Hildegard believed in the divine embrace.
Consider her Sapphire Blue Man from Book II, Vision 2 of Scivias. (I bought a metal retablo with this image on it over ten years ago and hung it in my first classroom.) The image shows a human stepping forward, hands lifted in blessing, with a sapphire blue body and garments. He is encased in a golden light, which is itself surrounded by a whiter light.
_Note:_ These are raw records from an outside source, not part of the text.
PR #3176, opened 2014-10-16
Canada SSO: adapt login to common flow provided in external_auth.

sergiitk:
#### What's this PR do?
- Adapts Dosomething Canada module: use login flow provided in [`external_auth`](/dosomething/drupal-external-auth)
#### How should this be manually tested?
- Enable and setup Dosomething Canada module
- Setup `DS_CA_USER` and `DS_CA_PASS` variables in VM `/etc/environment`
- Run `ds test canada`  
  image
#### What are the relevant tickets?
- Part of [#DS-379](https://jira.dosomething.org/browse/DS-379): Move functionality common to UK and Canada to the new nodule
- #3174: UK SSO: adapt login/signup to common flow provided in external_auth
- dosomething/drupal-external-auth#2

PR #3174, opened 2014-10-16
UK SSO: adapt login/signup to common flow provided in external_auth.

sergiitk:
#### What's this PR do?
- Adapts Dosomething UK module: use login/signup provided in [`external_auth`](/dosomething/drupal-external-auth)
#### How should this be manually tested?
- Enable and setup Dosomething UK module
- Run `ds test uk`  
  image
#### What are the relevant tickets?
- Part of [#DS-379](https://jira.dosomething.org/browse/DS-379): Move functionality common to UK and Canada to the new nodule.
- dosomething/drupal-external-auth#2

PR #3205, opened 2014-10-21
SSO Canada: registration

sergiitk:
#### What's this PR do?
- Utilizes Canada SSO registration in `dosomething_canada` module
- Improves and extends Canada integration tests
- Enable and setup Dosomething Canada module
- Run `ds test canada`  
  image
- Part of [#DS-379](https://jira.dosomething.org/browse/DS-379): Move functionality common to UK and Canada to the new nodule
- #3176: Canada SSO: adapt login to common flow provided in external_auth
- #3174: UK SSO: adapt login/signup to common flow provided in external_auth
- dosomething/drupal-external-auth#2
### Known integration issues

Users created not able to login at http://www.tigweb.org/:
- [ ] The User can only restore its own username (which is not same as email) using [TIG Recover Username](https://www.tigweb.org/members/retrieve.html) form. The user will receive email like the following, but it's still not possible to log in using the username and its original password. We think the issue could be in the dash sign in `ds-sergiitest5dosomethingorg`
  image
- [ ] It's not possible to recover password on TIG using both recovered username and original email
- [ ] It's not possible to login on TIG using both recovered username and original email

### DIFF
--- a/lib/modules/dosomething/dosomething_canada/includes/dosomething_canada_register_controller.inc
+++ b/lib/modules/dosomething/dosomething_canada/includes/dosomething_canada_register_controller.inc
@@ -10,15 +10,53 @@ class DosomethingCanadaRegisterController implements ExternalAuthRegisterControl
   // ---------------------------------------------------------------------
   // Instance variables
 
+  /**
+   * The registration form.
+   */
+  private $account_values;
+
+  /**
+   * The SSO controller.
+   */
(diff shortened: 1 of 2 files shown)


sergiitk:
Known integration issues added.
CC @mfurdyk @mshmsh5000

aaronschachter:
:+1:

PR #3208, opened 2014-10-21
Taxonomy Term Facts

aaronschachter:
Adds existing `field_facts` Entity Reference field, and uses existing `dosomething_fact_get_fact_field_vars` function for easy preprocessing.  Outputs into template.


lib/modules/dosomething/dosomething_taxonomy/dosomething_taxonomy.module
```diff
@@ -68,6 +68,14 @@ function dosomething_taxonomy_preprocess_taxonomy_term(&$vars) {
     }
   }
 
+  // Facts.
+  $vars['facts'] = array();
+  $wrapper = entity_metadata_wrapper('taxonomy_term', $vars['tid']);
```
sergiitk, line 73: Maybe check `$vars['tid']` or `$wrapper->field_facts` to avoid possible fatal "no such method count()"?

lib/themes/dosomething/paraneue_dosomething/templates/taxonomy/taxonomy-term.tpl.php
```diff
@@ -38,6 +38,25 @@
...
+        <ul>
+        <?php foreach ($facts['facts'] as $fact): ?>
+          <li><?php print $fact['fact']; ?> <sup><?php print $fact['footnotes']; ?></sup></li>
+        <?php endforeach; ?>
+        </ul>
+        <section class="sources">
+          <h3 class="__title js-toggle-sources"><?php print t('Sources'); ?></h3>
+          <ul class="__body legal">
+            <?php foreach ($facts['sources'] as $key => $source): ?>
+              <li><sup><?php print ($key + 1); ?></sup> <?php print $source; ?></li>
```
sergiitk: Extra parentheses after `print`?

lib/modules/dosomething/dosomething_taxonomy/dosomething_taxonomy.module
aaronschachter, line 73: I'll check for the `$wrapper->field_facts`... I think its pretty safe to assume `$vars['tid']` will exist in a `hook_preprocess_taxonomy_term`.

lib/themes/dosomething/paraneue_dosomething/templates/taxonomy/taxonomy-term.tpl.php
aaronschachter: I can make this change, its copied from the Fact Page tpl though..

sergiitk:
:+1:

PR #3210, opened 2014-10-21
Check for field existance before preprocessing homepage.

DFurnes:
# Changes
- Checks if fields exist on the homepage before going to work. This prevents errors if features do not properly revert and everything goes kablooie.

For review: @aaronschachter


aaronschachter:
Nice branch name :+1:

DFurnes:
:dancer:

PR #3213, opened 2014-10-22
Variable for dosomething_user_address_country

aaronschachter:
This prevents the Shipment Form (and other Signup Data forms that collect addresses) from defaulting to 'US' when creating address field values.

However, we're still in trouble for Teens For Jeans Canada because upon creating, users are created a default value with country "US" because of the DoSomething User field definition: https://jira.dosomething.org/browse/DS-449


blisteringherb:
:+1:

PR #3309, opened 2014-11-04
Bug fix to resolve sending transactional requests to MB

### LINKED ISSUE #3303: Message Broker / DS MBP errors

deezone:
Fixes #3303

Fixes regression of `message_broker_producer_request()` not containing `$payload` values.


aaronschachter:
I'm confused. Do we also need to rollback the commit of `message_broker_producer` in the build file?

deezone:
No need to roll back, this resolves the key issue that causing transactions to fail. I discovered this regression last night after the mbp race issue was resolved.

aaronschachter:
Ok give it a go :+1:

The man is surrounded, held, encased in something not himself—in two such protective layers! When I showed this image to my fifth grade class years ago, one of my students said that it looked like an egg, and the metaphor is very apt. The man is incubated—protected—one with this warm light. Yet it’s unclear from the image alone whether the light encases the man, or whether the light emanates from him. He is also carrier of the light.
This is Hildegard’s vision of the holy Trinity. But what would it mean if we allowed ourselves to stand in place of the sapphire blue man: surrounded, supported, held by a power beyond ourselves?
There’s a resonance between this image and her vision of the cosmos shaped as an egg from Scivias Book I, Vision 3. The vision shows an outer layer of fire, a dark layer (‘dark membrane’), a layer with ‘bright spheres,’ and then a ‘sandy ball,’ the earth, with a great mountain on it.1
So, the image shows the universe. It contains familiar elements such as stars and ether as well as medieval details like the dark membrane and the fire. But is it only the cosmos? What does this vision mean for Hildegard?
In a stunning move, Hildegard explains that the large egg-shaped form represents the Divine Creator. Humanity on the earth (the figure in the center) is completely held within the divine energy. It’s difficult for me not to meditate on this image as representative of God’s womb with all of creation as a beloved child.
How did Hildegard get to this point? What informed her perspective? How did it all begin for her? Not unlike the Man in Sapphire Blue, Hildegard had an experience of encountering divine light. Hildegard’s creative-spiritual awakening was an encounter.
When I was forty-two years and seven months old, a burning light of tremendous brightness coming from heaven poured into my entire mind. Like a flame that does not burn but enkindles, it inflamed my entire heart and my entire breast, just like the sun that warms an object with its rays.
Hildegard is receiving the self-communication of a divine Person who is saying to her:
I am here.
I surround you.
Hildegard then sees Love’s fire in everything living.
Coda:
In my prayer, once, I was in a dungeon—specifically, where young St. Francis is imprisoned by his father, who is angered by Francis’s squandering his cloth wares on the poor. In my prayer Hildegard enters, unties me, and lets me go.
In Francesco’s story, this episode is the penultimate event before he “becomes” St. Francis. He goes to the town square— throws off all his clothing—renounces his inheritance—breaks with his old life as a merchant and knight and man about town. Francis then takes up his authentic life: he lives among people who are unhoused, cares for lepers, proclaims peace, and spreads the good news of the kingdom.
This was a powerful prayer experience for me, and I share it with all of you in the hope that it might bless you, too.
What did I take from it?
Hildegard—her connectedness, her creativity—will lead you to freedom.
This post is dedicated to my sister Rachel, my Hildegard buddy. Our Hildegard book club has been one of the most special creative collaborations I’ve been able to share!